Lines from the records below that contain the word "take" are to be copied out.

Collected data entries
= = = = =
PR #628, opened 2018-07-12
Feature/data explorer pagination

Bluesmile82:
WIP - This PR is blocked and won't work in the Emission Pathways section as we need to expose the headers for https: 
https://www.pivotaltracker.com/story/show/158971822

This PR implements the pagination in the data explorer:
- Install react-paginate
- Use pagination
- Style the pagination + mobile
- Only fetch when the request has a page

The paginated requests are still slow: 
https://www.pivotaltracker.com/story/show/158971770

image

Extra:

- Fix the Pathways location filter (now its using location_ids[])


simaob:
ESP headers change deployed to production.

simaob:
Just noticed that in the case of Pathways the API information needs to include the domain name for pathways, as the API is not through Climate Watch. Should include: https://data.emissionspathways.org/

simaob:
That last comment is not really related with this PR, but as the API one had been merged, maybe it makes sense to handle in this PR. Other than that comment it looks like it's working \o/

Bluesmile82:
Ok, Ready again! Pagination is still slow but it will improve 😄

app/javascript/app/components/data-explorer-content/data-explorer-content-styles.scss
```diff
@@ -54,3 +66,39 @@
...
+
+  li {
+    padding: 0 5px;
+    display: inline-block;
+  }
+}
+
+.active {
+  a {
+    color: $theme-secondary;
```
weberjavi: I'm not being able to find the designs for the pagination, but would make sense to change the `$theme-secondary` colour for `$theme-color`?
Do not take this comment into account if you do not want, is just that I found the selected page number in the secondary colour too loud.

app/javascript/app/providers/data-explorer-provider/data-explorer-provider-actions.js
```diff
@@ -46,15 +44,20 @@ export const fetchDataExplorer = createThunkAction(
           section
         ]}${parsedQuery ? `?${parsedQuery}` : ''}`
       )
+        .then(response =>
```
weberjavi: Not sure if this is happening because of this changes on the data fetching, but when I filter with the selectors and then change tab (or page) when coming back to the filtered tab, the filter is already actyve but the selectors are empty (and the filter is not set on the URL)

_in this example I've selected `Cambridge Architectural Research` visited another tab and went back to `Emission Pathways`_

image

app/javascript/app/components/data-explorer-content/data-explorer-content-styles.scss
weberjavi: Pagination may need some more space to avoid layout breaking in some cases (or allow less selectable pages)

image

Bluesmile82:
Ready again! Fixed some problems with the fetching and page param flow. Also changed the style in the pagination

simaob:
No data seems to be requested when I change page, and the table on Historical Emissions doesn't scroll :/

Bluesmile82:
No table is supposed to scroll, we always have 7 elements per page. That is what we have pagination for. It's true that in Emission Pathways the rows are taller and you can scroll. I can take a look at that.

About the no data. Can you describe what you do when you don't get data? Its working fine for me.

simaob:
Is the 7 elements by design? It seems a little low to give an idea of the type of results. Maybe a more natural number would be 10 or 20 per page (with scroll in this case).

regarding the pagination, I click on any page and the contents of the table doesn't change at all, see some screenshots:

screen shot 2018-07-18 at 15 06 34
screen shot 2018-07-18 at 15 06 20

Bluesmile82:
Ready!

simaob:
Javi this one is waiting your re-review.

weberjavi:
Locations selector on `Pathways` is not working.

kapture 2018-07-19 at 10 36 54

weberjavi:
Beyond that every thing is working fine.

agnessa:
This is likely the cause: https://github.com/Vizzuality/emissions-scenario-portal/pull/270

simaob:
I think this is all good now =) Thanks!

PR #631, opened 2018-07-13
Fixed logo width

weberjavi:
This PR fixes logos `width` on MyCW visualisations (it can be tested on the visualisation edit modal or on the embedded page).
[Pivotal](https://www.pivotaltracker.com/story/show/159006498)

Due to the huge differences on logos formats some of them seem bigger than others. Maybe we could suggest some min and max measures?
@faustoperez what do you think?

image
image
image

### DIFF
--- a/app/javascript/app/components/my-climate-watch/viz-creator/components/charts/legend/legend-styles.scss
+++ b/app/javascript/app/components/my-climate-watch/viz-creator/components/charts/legend/legend-styles.scss
@@ -19,14 +19,19 @@
   box-shadow: none;
 }
 
-.legendLogo {
+.legendLogoContainer {
   display: flex;
   flex-direction: column;
+  align-items: center;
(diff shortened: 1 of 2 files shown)


app/javascript/app/components/my-climate-watch/viz-creator/components/charts/legend/legend-styles.scss
```diff
@@ -19,14 +19,19 @@
...
+  min-width: 110px;
   font-size: $font-size-sm;
 }
 
 .legendLogoTitle {
   padding-bottom: 10px;
 }
+
+.legendLogo {
+  width: 100px;
```
Bluesmile82: We could use 115px to be perfectly aligned to the 'Data provided by:' text. Just being picky 😝but its ok. It's true that some of them seem bigger and are easier to read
= = = = =
* Written reply
Do not take this comment into account if you do not want, is just that I found the selected page number in the secondary colour too loud.
No table is supposed to scroll, we always have 7 elements per page. That is what we have pagination for. It's true that in Emission Pathways the rows are taller and you can scroll. I can take a look at that.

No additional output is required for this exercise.